From Chatbots to Coordinated Multi-Agent AI Systems
Kore.ai’s new Artemis edition of the Kore Agent Platform marks a deliberate break from the single-agent chatbot era. Instead of relying on prompt-chain scripts and brittle orchestration code, Artemis is positioned as an AI-native, autonomous agent platform that can plan, delegate, and complete work across multiple steps and channels. In customer experience and broader business operations, this shift aligns with what industry observers describe as the third wave of enterprise AI: a phase defined not by basic automation or isolated generative assistants, but by multi-agent AI systems that execute tasks autonomously while remaining observable and controllable. Kore.ai frames Artemis as the coordination layer for these agent teams, standardizing how agents, tools, and workflows interact so enterprises can move from static decision trees to dynamic, real-time AI agent orchestration that adapts to customer journeys and operational complexity.

Agent Blueprint Language: Compiled Governance for AI Teams
At the core of Artemis is Kore.ai’s Agent Blueprint Language (ABL), a compiled, declarative blueprint system for defining agents, tools, memory, guardrails, and overall topology. Rather than wiring chains imperatively in code and discovering failures only when a large language model call breaks in production, teams describe the entire multi-agent graph in a typed DSL. The platform’s parser and compiler then statically validate this design, surfacing contract mismatches, missing tools, and unreachable states before any token is generated. Six built-in orchestration patterns—supervisor, delegation, handoff, fan-out, escalation, and agent-to-agent federation—encode common multi-agent coordination strategies as reusable constructs. This approach turns multi-agent coordination from an artisanal scripting exercise into a governed, repeatable process, giving enterprises a consistent way to design, validate, and audit their AI systems across departments, channels, and underlying models.
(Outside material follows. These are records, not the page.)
PR #305, opened 2016-12-22
Enable mode 2 ASLR on Linux.

vext01:
Since the virtual addresses of a VM's data can be considered an internal
source of variation.

Also removed recursion, simplified, and tested.

OK?

### DIFF
--- a/krun/platform.py
+++ b/krun/platform.py
@@ -654,6 +654,7 @@ class LinuxPlatform(UnixLikePlatform):
     CPU_SCALER_FMT = "/sys/devices/system/cpu/cpu%d/cpufreq/scaling_driver"
     KERNEL_ARGS_FILE = "/proc/cmdline"
     ASLR_FILE = "/proc/sys/kernel/randomize_va_space"
+    ASLR_MODE = 2
     CSET_CMD = "/usr/bin/cset"
     USER_CSET_DIR = "/cpusets/user"
 
@@ -799,7 +800,7 @@ class LinuxPlatform(UnixLikePlatform):
         self._check_rmsr_loaded()
         if not self.no_tickless_check:
             self._check_tickless_kernel()
-        self._check_aslr_disabled()
+        self._check_aslr_enabled()
 
     def _check_virt_what_installed(self):
         debug("Check virt-what is installed")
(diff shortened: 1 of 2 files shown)


krun/platform.py
```diff
@@ -1057,26 +1058,26 @@ def _check_rmsr_loaded(self):
...
         debug("rmsr loaded successfully.")
 
-    def _check_aslr_disabled(self):
-        debug("Checking ASLR is off")
-        with open(self.ASLR_FILE, "r") as fh:
-                enabled = fh.read().strip()
-        if enabled == "0":
-            return  # OK!
-        else:
-            # ASLR is off, but we can try to enable it
```
vext01: This comment was outright wrong by the way.

snim2: Yup!

krun/platform.py
```diff
@@ -1057,26 +1058,26 @@ def _check_rmsr_loaded(self):
...
-            debug("Turning ASLR off")
-            cmd = "%s sh -c 'echo 0 > %s'" % \
-                (self.change_user_cmd, self.ASLR_FILE)
-            stdout, stderr, rc = run_shell_cmd(cmd, failure_fatal=False)
+    def _check_aslr_enabled(self):
+        """Check ASLR is cranked to level 2"""
```
snim2: Maybe say what `2` means:

> 0 – No randomization. Everything is static.
>1 – Conservative randomization. Shared libraries, stack, mmap(), VDSO and heap are randomized.
> 2 – Full randomization. In addition to elements listed in the previous point, memory managed through brk() is also randomized.

vext01: Where is that text from, or is it original?

krun/platform.py
```diff
@@ -1057,26 +1058,26 @@ def _check_rmsr_loaded(self):
...
-                fatal(msg)
+        debug("Checking ASLR is on")
+        for rep in 1, 2:
+            with open(LinuxPlatform.ASLR_FILE, "r") as fh:
+                val = fh.read().strip()
+            if val == str(LinuxPlatform.ASLR_MODE):
+                return  # OK!
             else:
-                self._check_aslr_disabled()  # should work this time
+                if rep == 2:
```
snim2: I guess there isn't an easy way to test these failure modes?

vext01: Not easily, I could split out the opening of the file into a new method which could be monkeypatched. Is it worth the effort?

krun/platform.py
snim2: StackOverflow. You probably want to quote this file: https://www.kernel.org/doc/Documentation/sysctl/kernel.txt (grep for `randomize_va_space`)

krun/platform.py
snim2: No, probably not

krun/platform.py
vext01: Fixed.

snim2:
OK, nice! Do you want to squash?

vext01:
splat

PR #306, opened 2016-12-22
Kill noise in a VM sanity check.

vext01:
This sanity check prints to stderr, i'd rather it didn't.


snim2:
Do the other sanity checks print to STDERR or STDOUT?

vext01:
Only if crashing, which is OK.

snim2:
OK then...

Dual-Brain Architecture and AI Agent Orchestration
Artemis differentiates itself with a dual-brain architecture that combines agentic reasoning and deterministic flows under a single runtime. Two cognitive engines operate in parallel through shared memory, yet are authored in a unified language, allowing enterprises to blend flexible reasoning with predictable process logic in one autonomous agent platform. This dual-brain design is complemented by Arch, Kore.ai’s AI agent architect, which turns plain-language business objectives into production-ready ABL blueprints. Arch designs the agent topology, supports the full lifecycle, and refines agents based on real production traces. Crucially, the platform operates independently of underlying models, making it possible to swap or mix models without redesigning orchestration. Together, the dual-brain runtime, Arch, and compiled blueprints give enterprises a structured path to AI agent orchestration that scales beyond pilot projects into resilient, production-grade multi-agent coordination.
Built-In Governance for the Third Wave of Enterprise AI
Kore.ai explicitly positions Artemis as a response to the third wave of enterprise AI, where governance, observability, and trust are the primary success metrics. Rather than treating governance as an afterthought, the platform enforces controls before any agent goes live, with static validation, guardrails, and operational policies baked into its compiled blueprints and runtime. This AI-native design aims to keep multi-agent AI systems predictable, auditable, and compliant even as they become more autonomous. For CX leaders, that means multi-agent systems that can reshape customer journeys—planning, delegating, and completing tasks across steps—without sacrificing control or regulatory alignment. More broadly, Kore.ai is targeting enterprises building complex AI workflows on Microsoft Azure, promising deployment of production-ready multi-agent AI systems in days instead of months, and establishing Artemis as a governance-first foundation for orchestrating autonomous AI teams across the business.